PR #1301, opened 2024-09-26
[CI] Use rsync instead of scp for deploying doc

NicolasGensollen:


AliceJoubert (approved):
LGTM !! Thanks @NicolasGensollen

PR #1311, opened 2024-10-02
[REF] Refactor and clean `utils.input_files` module

### LINKED ISSUE #1308: Improvements to module `input_files`
The module `clinica.utils.input_files` defines a long list of dictionaries which are used as query patterns in the `clinica_file_reader` functions.

First of all, there are a lot of these objects which are not used in the code base. A few examples:

```
T2W_LINEAR
FLAIR_T2W_LINEAR
T1W_EXTENSIVE
FLAIR_T2W_LINEAR_CROPPED
```

We clearly should get rid of them.

All these patterns could also be better represented with dataclasses since they have a defined structure. Something like that would already enrich the code:

```python
@dataclass
class Pattern:
    pattern: str
    description: str
    needed_pipeline: str
```

Also, a lot of these patterns could be factorized in functions taking some parameters (the hemisphere, the name of the atlas, the pet tracer...) instead of being copy-pasted.

For example this 

https://github.com/aramis-lab/clinica/blob/954d4a950aa341acf54059c1e93b27c9de18fbc2/clinica/utils/input_files.py#L51-L61

could easily be factorized in:

```python
def get_t1_freesurfer_longitudinal_white_matter_surface_pattern(
    hemisphere: Union[str, HemiSphere],
) -> Pattern:
    hemisphere = HemiSphere(hemisphere)
    return Pattern(
        f"t1/long-*/freesurfer_longitudinal/sub-*_ses-*.long.sub-*_*/surf/{hemisphere.value}.white",
        (
            f"{'right' if hemisphere == HemiSphere.RIGHT else 'left'} white matter/gray matter border "
            f"surface ({hemisphere.value}.white) generated with t1-freesurfer-longitudinal."
        ),
        "t1-freesurfer and t1-freesurfer longitudinal"
    )
```

NicolasGensollen:
Closes #1308

### DIFF
--- a/clinica/utils/input_files.py
+++ b/clinica/utils/input_files.py
@@ -303,7 +303,7 @@ def get_dwi_preprocessed_brainmask(*args, **kwargs) -> QueryPattern:
 def get_dwi_fmap_phasediff_file(filetype: Union[str, DWIFileType]) -> QueryPattern:
     filetype = DWIFileType(filetype)
     return QueryPattern(
-        f"fmap/sub-*_ses-*_phasediff.{filetype.value}",
+        f"fmap/sub-*_ses-*_phasediff.{filetype.value}*",
         f"phasediff {filetype.value} file",
         "",
     )
--- a/clinica/utils/input_files.py
+++ b/clinica/utils/input_files.py
@@ -5,197 +5,335 @@ These dictionaries describe files to grab.
 
 import functools
 from collections.abc import Iterable
+from dataclasses import dataclass
+from enum import Enum
+from pathlib import Path
 from typing import Optional, Union
 
 from clinica.utils.dwi import DTIBasedMeasure
+from clinica.utils.image import HemiSphere
 from clinica.utils.pet import ReconstructionMethod, SUVRReferenceRegion, Tracer
 
-# BIDS
+__all__ = [
+    "Query",
+    "QueryName",
+    "query_factory",
+]
 
-T1W_NII = {"pattern": "sub-*_ses-*_t1w.nii*", "description": "T1w MRI"}
-Flair_T2W_NII = {"pattern": "sub-*_ses-*_flair.nii*", "description": "FLAIR T2w MRI"}
 
-# T1-FreeSurfer
+@dataclass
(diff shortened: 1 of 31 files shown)


NicolasGensollen:
@AliceJoubert I think this is ready for review.

To be honest, I'm not fully convinced by the factory pattern I ended up using. I feel that it is a bit too complex compared to directly importing the pattern getter functions.

One of the main issue I see with my proposal is that when you do

```python
pattern = query_pattern_factory(QueryPatternName.T1W_LINEAR)(...)
```

The IDE is not able to tell you the expected arguments of the pattern getter that the factory is returning. So you basically have to find it and check its signature to know about it, which isn't great...

Also, considering our hackathon project, this code will be moved out of Clinica soonish and is likely to be refactored further. Having a dedicated library is one more reason to have the pattern getters as public functions of the API, since users might want to check their doc page.

Let me know what you think.

clinica/utils/input_files.py
```diff
@@ -5,197 +5,445 @@
...
+        (
+            f"{'left' if hemisphere == HemiSphere.LEFT else 'right'} hemisphere surface-based "
+            f"{parcellation.value} parcellation (label/{_get_annot_file_name(hemisphere, parcellation)}) "
+            "generated with t1-freesurfer-longitudinal."
+        ),
+        "t1-freesurfer and t1-freesurfer-longitudinal",
+    )
 
 
 def aggregator(func):
```
AliceJoubert, line 449: The description for this function needs to be changed a bit since `t1_volume_native_tpm` was removed. I cannot ping you at the right lines with the diff but all the examples here use `t1_volume_native_tpm`.

AliceJoubert (commented):
Thanks for the work @NicolasGensollen ! I agree with you, it's important to not be obligated to search in the code for the input types.

Maybe with the hackathon we will decide on a structure that will be easier to factorize and use in a factory instead of importing all the functions. Anyways, it will be redefined at that moment so it is fine if this PR is not optimal.

I would vote for importing the functions right away and not use the factory :pray:

PR #1313, opened 2024-10-07
[TEST][REF] Move functions specific to OASIS1 converter in a dedicated utils file and add unit tests

AliceJoubert:
- Move to module specific to OASIS1
- Remove parts specific to OASIS3 (never used)
- Add tests.


test/unittests/iotools/converters/oasis_to_bids/test_oasis_to_bids_utils.py
```diff
@@ -0,0 +1,172 @@
...
+        tmp_path / "clinical",
+        tmp_path / "BIDS",
+        tmp_path / "spec",
+        ["sub-OASIS10001", "sub-OASIS10002"],
+    )
+    write_sessions_tsv(tmp_path / "BIDS", sessions)
+    sessions_files = list((tmp_path / "BIDS").rglob("*.tsv"))
+    assert len(sessions_files) == 2
+    for file in sessions_files:
+        assert not assert_frame_equal(
```
NicolasGensollen, line 164: This is weird. What are you trying to assert here ?
I would expect either `assert <boolean condition>` or `assert_frame_equal(df1, df2)`.

test/unittests/iotools/converters/oasis_to_bids/test_oasis_to_bids_utils.py
```diff
@@ -0,0 +1,172 @@
...
+        }
+    )
+    spec.to_csv(tmp_path / "spec" / "sessions.tsv", index=False, sep="\t")
+
+
+@pytest.fixture
+def build_bids_dir(tmp_path: Path) -> None:
+    (tmp_path / "BIDS" / "sub-OASIS10001" / "ses-M000").mkdir(parents=True)
+    (tmp_path / "BIDS" / "sub-OASIS10001" / "ses-M006").mkdir(parents=True)
+    (tmp_path / "BIDS" / "sub-OASIS10002" / "ses-M000").mkdir(parents=True)
```
NicolasGensollen, line 77: Your code works but is a bit surprising in the way you use fixtures.
Nothing wrong, but I would expect something more or less like this:

```python
@pytest.fixture
def bids_dir(tmp_path: Path) -> Path:
    bids_dir = tmp_path / "BIDS"
    _build_bids_dir(bids_dir)
    return bids_dir

def _build_bids_dir(bids_dir: Path) -> None:
    (bids_dir / "sub...").mkdir(....)
    ...

def test_create_bla_bla_bla(tmp_path, bids_dir: Path, ...):
    result = create_sessions_dict(clinical_data_dir, bids_dir, ...)
    assert result == ...
```

Does this make sense ? WDYT ?

test/unittests/iotools/converters/oasis_to_bids/test_oasis_to_bids_utils.py
```diff
@@ -0,0 +1,172 @@
...
+
+
+@pytest.fixture
+def get_expected_dict() -> dict:
```
NicolasGensollen, line 81: Again, this works fine, but I would simplify by either having a function or a fixture.

That is, either:

```python
def get_expected_dict() -> dict:
    return {...}

def test_bla_bla(tmp_path, ...):
    ...
   assert result == get_expected_dict()
```

Or:

```python
@pytest.fixture
def expected() -> dict:
    return {...}

def test_bla_bla(tmp_path, expected: dict, ...):
    ...
    assert result == expected
```

NicolasGensollen (commented):
Thanks @AliceJoubert !
The code looks good. I made a couple suggestions on the tests in order to improve readability and use fixtures in a more "traditional" way.

test/unittests/iotools/converters/oasis_to_bids/test_oasis_to_bids_utils.py
NicolasGensollen: Maybe something like

```python
assert not df1.equals(df2)
```

AliceJoubert:
Thanks for the review @NicolasGensollen , do you see anything else ?

NicolasGensollen (approved):
LGTM, thanks @AliceJoubert !

PR #1334, opened 2024-10-14
[MAINT] Add python version classifiers to `pyproject.toml`

NicolasGensollen:


NicolasGensollen:
You're right @AliceJoubert ! The python classifiers are automatically added by Poetry (as visible on Pypi). I totally forgot about that when looking at the pyproject.toml file yesterday...
Sorry for the noise.

PR #1340, opened 2024-10-17
[FIX] Fix logging in OASIS and AIBL converters

AliceJoubert:
Same fix as #1181


NicolasGensollen (approved):
LGTM, thanks @AliceJoubert !

PR #1342, opened 2024-10-21
[FIX] ADNI-to-BIDS : incorporate the fix for KeyError "APGEN"

### LINKED ISSUE #1294: Key Error : APGEN1
Hello, 

I used Clinica to convert ADNI to BIDS and I have a pandas error : "KeyError : APGEN1" 

This error concern adni_to_bids.convert_clinical_data with participants_df = bids.create_participants_df() and more precisely value_to_read = file_to_read[participant_field_db[i]]

It's when participants.tsv are created and no tsv are generated in my case. I just download all ADNI data between ADNI 1 to ADNI 4 (on July 2024) et just run clinica without options (for all datas). 

Do you have an idea why I have this error ? I suppose that one key isn't here in clinical data for ADNI but if we have a larger problem, I would like to submit it. 

Thank you for your help !

AliceJoubert:
Closes #1294

### DIFF
--- a/clinica/iotools/bids_utils.py
+++ b/clinica/iotools/bids_utils.py
@@ -405,8 +405,7 @@ def create_participants_df(
                     # See issue https://github.com/aramis-lab/clinica/issues/1294
                     if study_name == StudyName.ADNI and location == "APOERES.csv":
                         if (
-                            "APGEN1" not in file_to_read.columns
-                            or "APGEN2" not in file_to_read.columns
+                            participant_fields_db[i] not in file_to_read.columns
                             and "GENOTYPE" in file_to_read.columns
                         ):
                             # Split the 'GENOTYPE' column into 'APGEN1' and 'APGEN2'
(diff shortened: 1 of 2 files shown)


clinica/iotools/bids_utils.py
```diff
@@ -401,6 +401,17 @@ def create_participants_df(
                     file_to_read = load_clinical_csv(
                         clinical_data_dir, location.split(".")[0]
                     )
+                    if location == "APOERES.csv":
```
NicolasGensollen, line 404: This is only for adni-to-bids right ? Maybe add something like:

```python
if study_name == StudyName.ADNI and location == "APOERES.csv":
    ...
```

clinica/iotools/bids_utils.py
```diff
@@ -401,6 +401,17 @@ def create_participants_df(
...
+                        if (
```
NicolasGensollen, line 405: Maybe add a small comment with the link to the issue

NicolasGensollen (commented):
Thanks @AliceJoubert !

clinica/iotools/bids_utils.py
AliceJoubert: Yes this is for ADNI only ; the file is specific to ADNI too

NicolasGensollen (approved):
LGTM, thanks @AliceJoubert !

PR #1343, opened 2024-10-22
[FIX] ADNI utils `load_clinical_csv` should avoid hidden files

### LINKED ISSUE #1163: Ignore hidden CSV files in `load_clinical_csv`

AliceJoubert:
Close #1163

### DIFF
--- a/clinica/iotools/converters/adni_to_bids/adni_utils.py
+++ b/clinica/iotools/converters/adni_to_bids/adni_utils.py
@@ -1109,7 +1109,7 @@ def load_clinical_csv(clinical_dir: Path, filename: str) -> pd.DataFrame:
 
     pattern = filename + r"(_\d{1,2}[A-Za-z]{3}\d{4})?.csv"
     files_matching_pattern = [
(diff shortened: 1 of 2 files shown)


NicolasGensollen (approved):
LGTM, thanks @AliceJoubert !

PR #1348, opened 2024-10-23
[FIX] Correct the `pet-linear` pipeline

### LINKED ISSUE #1345: Correct `pet-linear`
Hello, 

As I was working on `pet-linear`, I realized that the SUVR normalization step is odd. Indeed, the non-linear transform is computed between the T1w MRI in the native step and the MNI reference template. The reverse of this transform is then applied to the affinely registered PET in order to compute the SUVR in the reference region.

However, the transformation should be computed on the T1w MRI that is already registered in the MNI space (the output of `t1-linear`) and it is the forward of the transformation that should be applied.

ravih18:
Closes #1345

### DIFF
--- a/clinica/pipelines/pet/linear/pipeline.py
+++ b/clinica/pipelines/pet/linear/pipeline.py
@@ -107,7 +107,11 @@ class PETLinear(PETPipeline):
 
         # Inputs from t1-linear pipeline
         # T1w images registered
-        t1w_linear_file_pattern = T1W_LINEAR if self.parameters.get("uncropped_image", False) else T1W_LINEAR_CROPPED
+        t1w_linear_file_pattern = (
+            T1W_LINEAR
+            if self.parameters.get("uncropped_image", False)
+            else T1W_LINEAR_CROPPED
+        )
         t1w_linear_files, t1w_linear_errors = clinica_file_reader(
             self.subjects, self.sessions, self.caps_directory, t1w_linear_file_pattern
         )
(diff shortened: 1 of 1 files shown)


clinica/pipelines/pet/linear/pipeline.py
```diff
@@ -101,6 +106,20 @@ def _build_input_node(self):
             )
 
         # Inputs from t1-linear pipeline
+        # T1w images registered
+        if self.parameters["uncropped_image"]:
+            t1w_linear_file_pattern = T1W_LINEAR
+        else:
+            t1w_linear_file_pattern = T1W_LINEAR_CROPPED
```
NicolasGensollen, line 113: When calling the pipeline from the CLI, there is indeed an "uncropped_image" entry in the `parameters` dictionary. But when calling from the "Python API" (like in the functional tests for example), there is no default value for it which results in a `KeyError` at this line.
We probably should improve this, but for the sake of this PR, we can provide a default value:

```suggestion
        t1w_linear_file_pattern = T1W_LINEAR if self.parameters.get("uncropped_image", False) else T1W_LINEAR_CROPPED
```

NicolasGensollen (commented):
Thanks for spotting and fixing this bug @ravih18 !
The PR LGTM with a small suggestion to avoid a `KeyError` when calling the pipeline from the Python API.

NicolasGensollen (approved):
LGTM, thanks @ravih18 !

Issue #8, opened 2022-05-12
Static content changes not reflected in preview channel


ErikWittern:
I am trying to use a preview channel when deploying a Next.js application. Helpfully, the CLI warns me that preview channels will not work with the generated Cloud Function (yet? Support for this would be fantastic!):

```
Cannot preview changes to the backend, you will only see changes to the static content on this channel.
```

Despite the warning, and me continuing the deploy anyways, the static content is not updated in the created preview channel. Instead, the same content as deployed to the main channel is served under the preview channel's URL. This is despite the page in question (`versions`) being marked as `static` by the Next.js build log:

```
└ ○ /versions                              329 B          76.1 kB

...

○  (Static)  automatically rendered as static HTML (uses no initial props)
```

jamesdaniels:
Interesting… we’ll investigate.

ErikWittern:
@jamesdaniels Please let me know if I can be of further help, i.e., provide more information about my setup or similar.

jamesdaniels:
If I were to guess, it’s that your pre-rendered pages are transformed into paths and .html files in a way that aren’t getting picked up by hosting, so all the content is falling back to the Cloud Function (which doesn’t support previews ATM), rather than served by the CDN. Does that pass the sniff test @ErikWittern? 

If you don’t mind zipping up your generated .firebase directory and sending it my way, jamesdaniels@google.com. I’ll take a look when I return from my leave in June.

ErikWittern:
@jamesdaniels Your theory sounds very plausible. The HTML files contained `.firebase/{projectId}/hosting` after deploying the preview channel contain the updated content, but the content served from the preview channel still shows the content last deployed to the main channel.

I sent you the zipped `.firebase` channel for further investigation.

jamesdaniels:
The root cause here was the cleanUrls setting. cleanUrls is now default true for web frameworks in the[ latest version of the preview integration](https://firebase.google.com/docs/hosting/nextjs).

PR #16, opened 2022-05-31
Add common configurations to README.md

aabccd021:
In my next.js environment, after I created a page in `pages/foo/bar.tsx`, the page was only accessible through url `/foo/bar.html`.
I was able to access it through `/foo/bar` after adding `"cleanUrls": true` to my `firebase.json` hosting config.

my `next.config.js`:
```js
/** @type {import('next').NextConfig} */
const nextConfig = {
  reactStrictMode: true,
}

module.exports = nextConfig
```

my `package.json`:
```json
{
 "engines": {
    "node": "16"
  },
  "scripts": {
    "dev": "firebase emulators:start",
    "postinstall": "firebase --open-sesame frameworkawareness"
  },
  "dependencies": {
    "firebase": "^9.8.1",
    "firebase-admin": "^10.0.2",
    "firebase-functions": "^3.21.2",
    "firebase-tools": "^10.9.2",
    "next": "12.1.6"
  },
  "devDependencies": {
    "@types/react": "18.0.9",
    "@types/react-dom": "18.0.4",
    "firebase-functions-test": "^0.2.0",
    "typescript": "4.6.4"
  }
}
```

### DIFF
--- a/README.md
+++ b/README.md
@@ -81,6 +81,22 @@ When you're ready to share your changes with the world, deploy your Next.js app 
 1. Run `firebase deploy` from the terminal.
 2. Check your website on: `SITE_ID.web.app` or `PROJECT_ID.web.app` (or your custom domain, if you did setup one)
 
+### Common Configurations
+
+#### Add `cleanUrls` option
+
+By default, a page created on `/pages/foo/bar.jsx` is only accessible through the url `/foo/bar.html`.
+To make the page accessible on `/foo/bar` instead, add `cleanUrls` option to your hosting config in firebase.json.
+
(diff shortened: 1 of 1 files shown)


jamesdaniels:
Ah, maybe this is the root cause of #8. Perhaps we should automatically add cleanUrls?

aabccd021:
> Ah, maybe this is the root cause of #8. Perhaps we should automatically add cleanUrls?

Sounds good to me

jamesdaniels:
In the meantime I'll merge. Thanks for catching that.

PR #30, opened 2022-08-26
Vite build support

davideast:


package.json
```diff
@@ -99,6 +100,7 @@
     "rimraf": "^3.0.2",
     "ts-node": "^10.9.1",
     "typescript": "^4.7.4",
+    "vite": "^2.9.15",
```
davideast, line 103: Is this needed since we are relying on the developer's version?

jamesdaniels: we want it as a dev dep for the types, yes

jamesdaniels:
Closing in favor of https://github.com/firebase/firebase-tools/pull/4868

• • • • •

# WORK TASK:
What lines of the material above contain "README"? Return each of them.

# FINISHED EXERCISE:
Add common configurations to README.md
--- a/README.md
+++ b/README.md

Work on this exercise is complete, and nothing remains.